• TASK STATEMENT:
Your response should consist of the data that follows, repeated in full without alteration.

• RECORDS SUPPLIED:
= = = = = = =

PR #222, opened 2016-09-14
Support for entities annotations

### LINKED ISSUE #20: [Request] Annotation support and lasted revision
Is possible add annotation support and a method to get the lasted revision?

tseho:
I added an Auditable annotation for entities.

```
<?php
...
use SimpleThings\EntityAudit\Mapping\Annotation as Audit;

/**
 * @ORM\Entity()
 * @Audit\Auditable
 */
class TestAudit {
```

Annotated entities are merged into the audited_entities array.

IMO, we should advise to use annotations instead of the global configuration in app/config/config.yml, this is why I added a deprecated message when the configuration key "audited_entities" is set.

For avoiding BC breaks, I had to wrap the AuditConfiguration service with a factory, I updated the SimpleThingsEntityAuditExtensionTest correspondingly.

---

Tests are passing, if this is something you would want to merge, I can add more tests on annotated entities.

---

Fixes #20

### DIFF
--- a/src/SimpleThings/EntityAudit/AuditConfigurationFactory.php
+++ b/src/SimpleThings/EntityAudit/AuditConfigurationFactory.php
@@ -3,13 +3,20 @@
 namespace SimpleThings\EntityAudit;
 
 use Doctrine\Common\Annotations\Reader;
-use Doctrine\Common\Persistence\ManagerRegistry;
 use Doctrine\ORM\Configuration;
 
 class AuditConfigurationFactory
 {
     const ANNOTATION_AUDITABLE = 'SimpleThings\\EntityAudit\\Mapping\\Annotation\\Auditable';
 
+    /**
+     * This is the factory method used by the Symfony DependencyInjection
+     *
+     * @param Configuration $doctrineConfiguration
+     * @param Reader $reader
+     * @param array $auditedEntities
+     * @return AuditConfiguration
+     */
     public function createAuditConfiguration(Configuration $doctrineConfiguration, Reader $reader, $auditedEntities = array())
     {
         $entities = $doctrineConfiguration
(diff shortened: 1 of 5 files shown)


rvanlaak:
Having multiple configuration formats in my opinion always is great. It allows users that for instance define their entities via XML to choose their appropriate way of configuring the bundle.

In other words, although I prefer annotations myself, I don't think that the current configuration format should be deprecated.

jamescdavis:
I think this is a great idea and would probably use annotations, however, I do agree with @rvanlaak that the current configuration format should not be deprecated.

tseho:
No problem, this was just a warning in the configuration, I will revert it.

rvanlaak:
Although I think there should be added a check to not mix-up the two configuration formats...

tseho:
A warning if there is entities registered by both the config and the
annotations ?

(Btw, it's something I tried and it's working, you can use both)

rvanlaak:
Oh if it is working then I'm not sure, mixing up config formats sounds scary to me ;) Maybe @DavidBadura  can elaborate on it.

tseho:
I agree that using the config and the annotations at the same time seems
dirty. It's why I added the deprecated warning but we can do something else
instead.

I wanted to promote annotations because it will allow us to have new
features (like the one discussed in #223)

s001dxp:
Being able to configure based on ones needs is important. Nearly every bundle out there gives one the opportunity to choose.

tseho:
@DavidBadura sure. I will rebase and remove the deprecated warning during the weekend. I don't have time for adding additionnal tests right now.

tseho:
@DavidBadura done

DavidBadura:
Thank you, I will continue to work on it.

= = = = = = =

• SOLVED PROBLEM:
PR #222, opened 2016-09-14
Support for entities annotations

### LINKED ISSUE #20: [Request] Annotation support and lasted revision
Is possible add annotation support and a method to get the lasted revision?

tseho:
I added an Auditable annotation for entities.

```
<?php
...
use SimpleThings\EntityAudit\Mapping\Annotation as Audit;

/**
 * @ORM\Entity()
 * @Audit\Auditable
 */
class TestAudit {
```

Annotated entities are merged into the audited_entities array.

IMO, we should advise to use annotations instead of the global configuration in app/config/config.yml, this is why I added a deprecated message when the configuration key "audited_entities" is set.

For avoiding BC breaks, I had to wrap the AuditConfiguration service with a factory, I updated the SimpleThingsEntityAuditExtensionTest correspondingly.

---

Tests are passing, if this is something you would want to merge, I can add more tests on annotated entities.

---

Fixes #20

### DIFF
--- a/src/SimpleThings/EntityAudit/AuditConfigurationFactory.php
+++ b/src/SimpleThings/EntityAudit/AuditConfigurationFactory.php
@@ -3,13 +3,20 @@
 namespace SimpleThings\EntityAudit;
 
 use Doctrine\Common\Annotations\Reader;
-use Doctrine\Common\Persistence\ManagerRegistry;
 use Doctrine\ORM\Configuration;
 
 class AuditConfigurationFactory
 {
     const ANNOTATION_AUDITABLE = 'SimpleThings\\EntityAudit\\Mapping\\Annotation\\Auditable';
 
+    /**
+     * This is the factory method used by the Symfony DependencyInjection
+     *
+     * @param Configuration $doctrineConfiguration
+     * @param Reader $reader
+     * @param array $auditedEntities
+     * @return AuditConfiguration
+     */
     public function createAuditConfiguration(Configuration $doctrineConfiguration, Reader $reader, $auditedEntities = array())
     {
         $entities = $doctrineConfiguration
(diff shortened: 1 of 5 files shown)


rvanlaak:
Having multiple configuration formats in my opinion always is great. It allows users that for instance define their entities via XML to choose their appropriate way of configuring the bundle.

In other words, although I prefer annotations myself, I don't think that the current configuration format should be deprecated.

jamescdavis:
I think this is a great idea and would probably use annotations, however, I do agree with @rvanlaak that the current configuration format should not be deprecated.

tseho:
No problem, this was just a warning in the configuration, I will revert it.

rvanlaak:
Although I think there should be added a check to not mix-up the two configuration formats...

tseho:
A warning if there is entities registered by both the config and the
annotations ?

(Btw, it's something I tried and it's working, you can use both)

rvanlaak:
Oh if it is working then I'm not sure, mixing up config formats sounds scary to me ;) Maybe @DavidBadura  can elaborate on it.

tseho:
I agree that using the config and the annotations at the same time seems
dirty. It's why I added the deprecated warning but we can do something else
instead.

I wanted to promote annotations because it will allow us to have new
features (like the one discussed in #223)

s001dxp:
Being able to configure based on ones needs is important. Nearly every bundle out there gives one the opportunity to choose.

tseho:
@DavidBadura sure. I will rebase and remove the deprecated warning during the weekend. I don't have time for adding additionnal tests right now.

tseho:
@DavidBadura done

DavidBadura:
Thank you, I will continue to work on it.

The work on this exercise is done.